Fresh (Boaz Yakin, U.S.A, 1994, 1h54)

Fresh est un petit bonhomme de 12 ans, qui survit comme il le peut dans son quartier new-yorkais, livré à la misère quotidienne. Il passe ses journées entre l’école, qui l’intéresse peu, des livraisons de drogue pour un dealer local, et des parties d’échecs avec son père. Un alcoolique notoire, qui ne vit que pour sa passion pour ce jeu.


Fresh se retrouve dans un nœud pas possible, mêlant sa sœur, son boss, un baron de la drogue et des gangs rivaux. Pour faire court, tout ce qu’il y a de plus classique pour proposer un petit film, monté comme un thriller, qui se fait le témoin de la condition sociale difficile d’une communauté Afro marginalisée dans les ghettos, ici à New-York même. Mais c’est la même merde qu’à South Central. Avec un décor différent et le soleil en moins.


Ce premier métrage de Boaz Yakin, qui en signe également le scénario, utilise avec finesse, et un sens certain de la cinématographie, les codes et les conventions établies depuis 1991 avec ‘’Boyz n’ the Hood’’, pour proposer une variation très personnelle du genre. Témoignant de l’évolution de ce dernier, qui connaît là ses dernières heures. Les thématiques et problématiques habituelles sont ainsi portées à un autre niveau, afin que le récit se concentre d’avantage sur l’intrigue, et un peu moins sur l’univers qui entoure le jeune protagoniste.


Si cet univers est riche, il est composé des habituels éléments lié au genre, comme les gangs, les fusillades, des personnages azimutés et imprévisible, des voix sages qui s’élèvent, un quotidien à la vacuité pesante, des choix à faire, pour donner un sens à son existence, la séduction de l’argent facile, l’importance de se créer une image, afin de se faire respecter, etc, etc, etc…


Ce que ‘’Fresh’’ apporte de nouveau, c’est qu’il adopte le point de vue d’un enfant.

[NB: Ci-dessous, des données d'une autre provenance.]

Issue #212, opened 2013-04-24
WebServiceTarget writes encoding preamble (e.g. UTF BOMs)


fryburger:
When using WebServiceTarget with Protocol HttpPost, default encoding is UTF-8. Internally the requests body is written by a StreamWriter, that always prepends some encoding mark bytes (e.g. FE FF for UTF-16). This unfortunately may result in odd behavior, when using standard serializers in receiving ASP.NET services, that ain't aware of such encoder preambles and sometimes deserialize models not completely or even wrong.

My current workaround is, after I configured NLog, parse through the 'AllTargets'-property for a WebServiceTarget and set the Encoding manually like this:

		private static void patchWebServiceTargetEncodingPreambleIssue()
		{
			LogManager.Configuration.AllTargets
				.OfType<global::NLog.Targets.WebServiceTarget>()
				.ToList()
				.ForEach(p => p.Encoding = new System.Text.UTF8Encoding(false));
		}

This creates a UTF-8 encoding for every WebServiceTarget, without written preamble.

Maybe it'd be possible to change that behavior of WebServiceTarget?

304NotModified:
Needs probably http://msdn.microsoft.com/en-us/library/s064f8w2.aspx

304NotModified:
3 reports of the same issue. Well this should be fixed in 4.0

304NotModified:
Note: there are multiple workarrounds:

- See Issue start post
- #250 has another workarround

#380 has a nice example

Issue #380, opened 2014-06-27
Url encoding with WebserviceTarget and HttpPost


yetanotherchris:
I've created a WebService target and am calling an MVC controller using it, but it looks like NLog is incorrectly URL encoding a space (0xFEFF). Here's an example of the form that gets sent across:

	{%ufeffempty=&guid=336cec87129942eeabab3d8babceead7&m=Debg&
	date=2014-06-26+23%3a15%3a14.6348&logger=TestClient.Program&
	level=Debug&machinename=DELL}

The config file for the logger client is:

	<targets>
		<target xsi:type="WebService"
				name="webservice"
				url="http://localhost:57953/Home/Foo2"
				protocol="HttpPost"
				encoding="UTF-8"
				methodName="Foo">
			<parameter name="empty" type="System.String" layout=""/> 
			<parameter name="guid" type="System.String" layout="${guid}"/>
			<parameter name="m" type="System.String" layout="${message}"/>
			<parameter name="date" type="System.String" layout="${longdate}"/>
			<parameter name="logger" type="System.String" layout="${logger}"/>
			<parameter name="level" type="System.String" layout="${level}"/>
			<parameter name="machinename" type="System.String" layout="${machinename}"/>
		</target>
	</targets>

304NotModified:
This is BOM issue (FEFF = UTF-8 BOM). And so this is a duplicate of #212. 

This hasn't been fixed yet. An unit test will boost the progress ;)

Issue #250, opened 2013-07-31
WebService Target httpPost body starts with BOM in case of UTF-8


skironDotNet:
Hi Jarek (co slychac)

Could you fix stream to not include BOM, it messes up first parameter of httpPost body

here is more details about the problem (from someone else):

http://nlog-forum.1685105.n2.nabble.com/WebService-target-HttpPost-and-HttpGet-not-working-td7577418.html

304NotModified:
Duplicate of #212

PR #629, opened 2015-03-05
BOM option/fix for WebserviceTarget + code improvements

304NotModified:
Fixes: #212, #250 (duplicate), #380 (duplicate)

- option to include BOM in `WebserviceTarget ` - UTF-8 only. Doens't do anything with a different encoding. BOM is disabled by default. (breaking change). Property `IncludeBOM`. Possible values; 
 - `null` (dont change BOM), 
 - `true` (always include UTF-8 bom on UTF-8 encodings), 
 - `false` (**default**, always skip bom on UTF-8 encodings)
- no `Stream` to `byte[]` and back to `Stream`. Just write direct from `Stream` to `Stream`
- removed code duplication `WebserviceTarget `
- documented code `WebserviceTarget `
- made `WebserviceTarget ` mockable with internal method. See unit tests.
- unit tests for `WebserviceTarget ` including async testing


304NotModified:
@ilya-g short code review would be appreciated :)

ilya-g:
Nice refactoring in `WebServiceTarget`.

It was suprise for me that you have abandoned your idea about 'utf-8-no-bom' special encoding name. I've made checkout at the commit https://github.com/304NotModified/NLog/commit/81cb6721f4dc67f4a96435b8d0f482dc43867fd1 and have all its tests passing. Why do you feel that solution was wrong?

tests/NLog.UnitTests/Targets/WebServiceTargetTests.cs
```diff
@@ -0,0 +1,244 @@
...
+            var streamMock = new StreamMock();
+
+            //event for async testing
+            var counterEvent = new CountdownEvent(1);
+
+            var parameterValues = new object[] {"", "336cec87129942eeabab3d8babceead7", "Debg", "2014-06-26 23:15:14.6348", "TestClient.Program", "Debug", "DELL"};
+            target.DoInvoke(parameterValues, c => counterEvent.Signal(), request,
+                callback =>
+                {
+                    var t = new Task(() => { });
```
ilya-g: It's very strange that this line was compiled successfully in NLog.UnitTests.*netfx35* project, since tasks were introduced to BCL starting from .net 4.0.

304NotModified: image


....

304NotModified: @ilya-g About the "utf8-nobom"-solution, it wasn't good enough because:

- The unit tests were sometimes wrong, it was testing the preamble (BOM) of the 'Encoding', but it doesn't tell if we are really writing the preamble. 
- The default of the `WebserviceTarget` should be no-BOM. (because of the issues). This is problematic because some users configured `UTF-8` as encoding.
- The `FileTarget` was already writing without BOM, if `utf-8` was configured. I didn't want to change it.

ilya-g:
> The default of the WebserviceTarget should be no-BOM. (because of the issues). This is problematic because some users configured UTF-8 as encoding.

I don't think there are users who configured UTF-8 for WebServiceTarget in NLog.config: just because of the issues they all are using some workarounds to get the request formatted without BOM. Or in case if they nevertheless have used UTF-8 in config, they must be happy with BOM now.

> The FileTarget was already writing without BOM, if utf-8 was configured. I didn't want to change it.

Yes, it's a breaking change, but it makes some sense: it would be not bad to have byte order mark in the beginning of the file to help the readers to identify the file encoding. And again this behavior could be opted out.

304NotModified:
> > The default of the WebserviceTarget should be no-BOM. (because of the issues). This is problematic because some users configured UTF-8 as encoding.

>I don't think there are users who configured UTF-8 for WebServiceTarget in NLog.config: just because of the issues they all are using some workarounds to get the request formatted without BOM. Or in case if they nevertheless have used UTF-8 in config, they must be happy with BOM now.

Well I see them in the bug reports. But it's now more consistent: setting UTF-8 in `FileTarget` and `WebserviceTarget` is now UTF-8, without BOM.

>> The FileTarget was already writing without BOM, if utf-8 was configured. I didn't want to change it.

>>Yes, it's a breaking change, but it makes some sense: it would be not bad to have byte order mark in the beginning of the file to help the readers to identify the file encoding. And again this behavior could be opted out.

I didn't changed anything now with the `Filetarget`. So it won't write BOM now (also not possible to configure yet)

304NotModified:
I think this PR is good enough.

Non pas un ados sur le point de se jeter dans le grand bain de la vie adulte, mais bien un gamin. Avec les sensibilités que cela implique. S’il joue les durs à cuire, dans le fond il demeure un enfant de douze ans. Et ça il l’apprend à ses dépens. Car à trop vouloir jouer avec le feu, le malheureux se retrouve dans une position complexe, que seuls ses capacités aux échecs lui permettent de surmonter.


SI dans ‘’Boyz n’ the Hood’’ ça commençait avec des enfants et que dans ‘’South Central’’ l’intrigue était resserrée sur la relation d’un père avec son fils de 10 ans, membre d’un gang, l’âge des protagonistes était secondaire à l’intrigue. Avec ‘’Fresh’’, c’est l’axe principal qui alimente le récit. Tout ce qui est vu, la guerre des gangs, les fusillades, les trafics de drogues, les interventions policières, l’est par le point de vue d’un enfant. Avec ce que cela implique d’innocence, et une notion du danger qui diffère de celle d’un adulte.


Fresh a à peine fait ses premiers pas dans la vie, qu’elle semble déjà être foutue. L’ultime plan du film est en ce sens absolument terrifiant, bouleversant même, tellement il renvoi avec une authentique virulence tout ce qui s’est passé. Avec la prise de conscience que tout ce qui est arrivés, est arrivé à un enfant de douze ans. Par ce dernier plan, Boaz Yakin vient conclure un film fort, qui ne laisse pas indifférent. Loin s’en faut.
Dans le rôle de Fresh, le jeune Sean Nelson est absolument époustouflant. C’est dingue qu’il n’ait pas fait une carrière par la suite. Cela dit c’est souvent le cas des comédiens précoces. Au casting on retrouve dans le rôle du père un Samuel L. Jackson qui apporte une étonnante humanité a l’ensemble. Le type un peu au bout du rouleau, qui ne semble tenir que par amour du jeu, est à l’origine des scènes les plus touchantes, voir émouvantes. Il est possible de sentir que le comédien allait bientôt se révéler.


Mais la palme, elle revient à l’exceptionnel (on ne le dira sans doute jamais assez) Giancarlo Esposito. Interprète d’Esteban, le grand manitou du quartier, à la fois terrifiant et séduisant. Avec un jeu tout dans la nuance, qui le fait passer d’un extrême à l’autre, des fois dans le même plan. Il est l’antagoniste de Fresh, de vingt-quatre ans son aîné. Lorsque l’on réalise contre quoi se mesure le frêle Fresh, ça donne toute sa dimension au métrage.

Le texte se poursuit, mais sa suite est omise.